Originally posted by David Floyd
Good point, but again, the Geneva Convention has no enforcement mechanism, and no court set up by the treaty. If the treaty had done that, most nations probably wouldn't have signed it.
Further, the application of "crimes against humanity" is bull**** - how can Milosevic or Japanese General Yama****a be considered criminals but people like Truman and FDR and Curtis LeMay not be? They all ordered the murder of civilians, except the Americans did it in a far larger scale.

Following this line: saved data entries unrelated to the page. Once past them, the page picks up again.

PR #110, opened 2024-01-04
fix: Set ignore_mismatched_sizes if needed

saattrupdan:
### Fixed
- Now sets `ignore_mismatched_sizes` when loading models if the model cannot be loaded otherwise. This previously caused some issues when loading certain models.

### DIFF
--- a/src/scandeval/model_setups/hf.py
+++ b/src/scandeval/model_setups/hf.py
@@ -291,8 +291,8 @@ class HFModelSetup:
                                 "flash-attn`."
                             )
                     except (KeyError, RuntimeError) as e:
-                        if not ignore_mismatched_sizes:
-                            ignore_mismatched_sizes = True
+                        if not model_kwargs["ignore_mismatched_sizes"]:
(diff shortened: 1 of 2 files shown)


src/scandeval/model_setups/hf.py
```diff
@@ -291,8 +291,8 @@ def load_model(
                                 "flash-attn`."
                             )
                     except (KeyError, RuntimeError) as e:
-                        if not ignore_mismatched_sizes:
-                            ignore_mismatched_sizes = True
+                        if not model_kwargs["ignore_mismatched_sizes"]:
```
KennethEnevoldsen, line 294: Add a warning here

KennethEnevoldsen (approved):
I would add a warning otherwise fine

saattrupdan:
> I would add a warning otherwise fine

Changed the warning to a debug log, so that it shows if `--verbose` is set. This is because this will show in each of the 10 iterations, yielding a lot of repetitive output. Hope that sounds good to you.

Good point, but again, the Geneva Convention has no enforcement mechanism, and no court set up by the treaty. If the treaty had done that, most nations probably wouldn't have signed it.
Further, the application of "crimes against humanity" is bull**** - how can Milosevic or Japanese General Yama****a be considered criminals but people like Truman and FDR and Curtis LeMay not be? They all ordered the murder of civilians, except the Americans did it in a far larger scale.
Would it be illegal to target non-military targets, i.e., "infrastricture" potentially killing "X" number of enemy civilians, in order to prevent crimes against humanity leveled at 10X or 100X innocents? I don't think that to do so would be right. That's what the US did in Serbia - it destroyed the infrastructure of a nation bent on the genocide of one million of its inhabitants. Since nowhere near one million Serbs were killed the policy can be said to have been justified.